Last year I wrote a blog regarding back pain during pregnancy (see the blog here), which busted some myths, addressed some misconceptions and offered some practical advice on how to manage back pain should it occur during pregnancy. This year I thought I’d continue the pregnancy theme and discuss exercise during pregnancy- an area many mums and patients of mine appear unsure and confused about.This blog summarises the current guidance for mums-to-be wishing to exercise during their pregnancy. Needless to say, it isn’t meant as a replacement for the advice provided by your midwife and obstetrician, so please consult your obstetric professional before embarking on an exercise programme.

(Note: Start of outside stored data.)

PR #768, opened 2016-07-20
arm: DT: ehci-host: fix clock

alviteri:
cxo_ehci_host_clk (xo) is used by clock-rpm-8974 for ehci-host

### DIFF
--- a/arch/arm/boot/dts/qcom/msm8974.dtsi
+++ b/arch/arm/boot/dts/qcom/msm8974.dtsi
@@ -1761,6 +1761,7 @@
 		compatible = "qcom,usb-dbm-1p4";
 		reg = <0xf92f8000 0x1000>;
 	};
+
 	ehci: qcom,ehci-host@f9a55000 {
 		compatible = "qcom,ehci-host";
 		status = "disabled";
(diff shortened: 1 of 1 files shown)


alviteri:
@jerpelea @kholk

kholk:
I don't know if the xo clock is even called in ehci, but anyway..... usb2b sleep clock is evidently on gcc
arch/arm/mach-msm/clock-gcc-8974@2095

Moreover, looking at the same file, I can see that (line 2535) there's no xo clock declared for msm_ehci_host. Verify whether there is a call for that XO clock in the ehci host driver for MSM or not: if there's none, remove the declaration for it in the DT.

alviteri:
@kholk 

https://github.com/sonyxperiadev/kernel/blob/aosp/LA.BR.1.3.3_rb2.14/arch/arm/mach-msm/clock-rpm-8974.c#L173

alviteri:
commit updated

alviteri:
@kholk https://github.com/sonyxperiadev/kernel/blob/aosp/LA.BR.1.3.3_rb2.14/drivers/usb/host/ehci-msm2.c#L1369

stellirin:
This fixes the charging issues I had on Sirius **BUT** it introduces new issues!

When you unplug the charger the devices still thinks it is charging (charger icon stays in status bar) and the device cannot shut down.

reproducible:
- Power on
- insert charger
- remove charger
- power off
- try to enter fastboot

The device will not enter fastboot until I use the SIM power button, which means the device did not power off properly.

alviteri:
I can't reproduce this.....

rcstar6696:
same as adam explained here on castor_windy

alviteri:
Seems not solve nothing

Why should I exercise during my pregnancy?

There are significant benefits of regular exercise throughout pregnancy, from conception through to delivery (and after). These benefits range from improved sleep, enhanced mood, control of body weight, improved fitness, reduced back pain, preventing gestational diabetes and reducing high blood pressure. With these benefits in mind, the risks of not regularly exercising when pregnant are significant.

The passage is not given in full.